The influence of sample unbalance on SVM
Assuming that the positive class sample is far more than the negative class
1, linear can be divided into the situation
Suppose the real dataset is as follows:
Because the negative sample size is too small, this situation may occur
It makes the separating hyperplane biased towards the negative class. Strictly, this sample imbalance is not due to the problem of sample size, but to the change of the boundary point.
2, the linear cannot be divided the situation
The source data and the ideal hyperplane are as follows:
It is likely that the negative class is too small to appear in the following cases, and the hyperplane tends to be negative.
Solutions to imbalances:
"SVM is not very sensitive to imbalance itself."
"The hyperplane of the SVM is only related to the support vector, so it is not important how much data is in the hyperplane of the decision."
1, over sampling (random sampling)
2, less sampling (for most of the sample boundary samples) (both representative of most of the sample distribution characteristics, but also to the classification interface has some effect on the sample characteristics of the sampling method)

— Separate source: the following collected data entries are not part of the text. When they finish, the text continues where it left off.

Issue #1630, opened 2019-11-30
Convert chart registry and logger to ES6 classes


kum-deepak:

kum-deepak:
Implemented by #1631.

PR #1631, opened 2019-12-01
Convert Logger and Chart Registry to ES6 classes

kum-deepak:
I have also cleaned up methods `logger.deprecate` and `logger.annotate`. Ref #1630


gordonwoodhull:
Thanks @kum-deepak!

3, improve the algorithm itself (cost-sensitive)
Reference Blog
1, the positive example and the negative example given different C value, for example, the positive example is far less than the negative example, the positive example of the C-value achieved greater, the disadvantage of this method may deviate from the original data probability distribution;
2, the training set of data preprocessing that a small number of samples in a certain strategy to sample, increase its number or reduce the number of samples, a typical method such as: Random insertion method, the disadvantage is that may occur
Overfitting, the better is: Synthetic minority over-sampling Technique (smote), its disadvantage is that only in the specific feature space, not suitable for dealing with those who can not
The problem of eigenvector representation, of course, increases the sample also means that the training time may increase;
3), the unbalanced data processing based on kernel function.